- **Activity**: Print all of the data exactly.

- **Stored data entries**:
PR #3284, opened 2026-07-16
feat: add Cursor Bridge provider

Mushro0mCloud:
## Summary

- add Cursor Bridge as an OpenAI-compatible provider
- register all 35 model IDs currently exposed by the live Cursor catalog, including Claude Fable 5, Claude Opus/Sonnet, GPT/Codex, Gemini, Grok, Kimi, GLM, Composer 2.5, and Cursor Default
- include model-specific reasoning effort controls backed by Cursor variants
- include a monochrome provider logo compatible with light and dark themes

## Why

Cursor Bridge lets users access models available to their Cursor account through an OpenAI-compatible API. Adding it to models.dev makes the provider and its model catalog selectable in OpenCode without requiring a custom provider definition.

Cursor Bridge is unofficial community software and is not affiliated with or endorsed by Cursor.

## Provider details

- API: https://cursorbridge.dev/v1
- Authentication: `CURSOR_API_KEY`
- Documentation: https://cursorbridge.dev/docs#model-metadata
- SDK: `@ai-sdk/openai-compatible`

## Model metadata

- 33 upstream models use canonical `base_model` metadata
- `default` and Cursor-proprietary `composer-2.5` are defined directly
- 20 models declare verified `low`, `medium`, `high`, `xhigh`, and/or `max` effort variants
- models with fixed reasoning behavior use an empty reasoning-options list
- fixed token costs are intentionally omitted because availability and billing depend on the authenticated Cursor account and plan

## Provider evidence

Authenticated `GET /v1/models/{model}` responses expose the exact `context_window`, `max_output_tokens`, `reasoning`, `reasoning_options`, and applicable `release_date` values represented in this PR:

```sh
curl -H "Authorization: Bearer $CURSOR_API_KEY" https://cursorbridge.dev/v1/models/claude-fable-5
```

- **Response to the task**:
PR #3284, opened 2026-07-16
feat: add Cursor Bridge provider

Mushro0mCloud:
## Summary

- add Cursor Bridge as an OpenAI-compatible provider
- register all 35 model IDs currently exposed by the live Cursor catalog, including Claude Fable 5, Claude Opus/Sonnet, GPT/Codex, Gemini, Grok, Kimi, GLM, Composer 2.5, and Cursor Default
- include model-specific reasoning effort controls backed by Cursor variants
- include a monochrome provider logo compatible with light and dark themes

## Why

Cursor Bridge lets users access models available to their Cursor account through an OpenAI-compatible API. Adding it to models.dev makes the provider and its model catalog selectable in OpenCode without requiring a custom provider definition.

Cursor Bridge is unofficial community software and is not affiliated with or endorsed by Cursor.

## Provider details

- API: https://cursorbridge.dev/v1
- Authentication: `CURSOR_API_KEY`
- Documentation: https://cursorbridge.dev/docs#model-metadata
- SDK: `@ai-sdk/openai-compatible`

## Model metadata

- 33 upstream models use canonical `base_model` metadata
- `default` and Cursor-proprietary `composer-2.5` are defined directly
- 20 models declare verified `low`, `medium`, `high`, `xhigh`, and/or `max` effort variants
- models with fixed reasoning behavior use an empty reasoning-options list
- fixed token costs are intentionally omitted because availability and billing depend on the authenticated Cursor account and plan

## Provider evidence

Authenticated `GET /v1/models/{model}` responses expose the exact `context_window`, `max_output_tokens`, `reasoning`, `reasoning_options`, and applicable `release_date` values represented in this PR:

```sh
curl -H "Authorization: Bearer $CURSOR_API_KEY" https://cursorbridge.dev/v1/models/claude-fable-5
```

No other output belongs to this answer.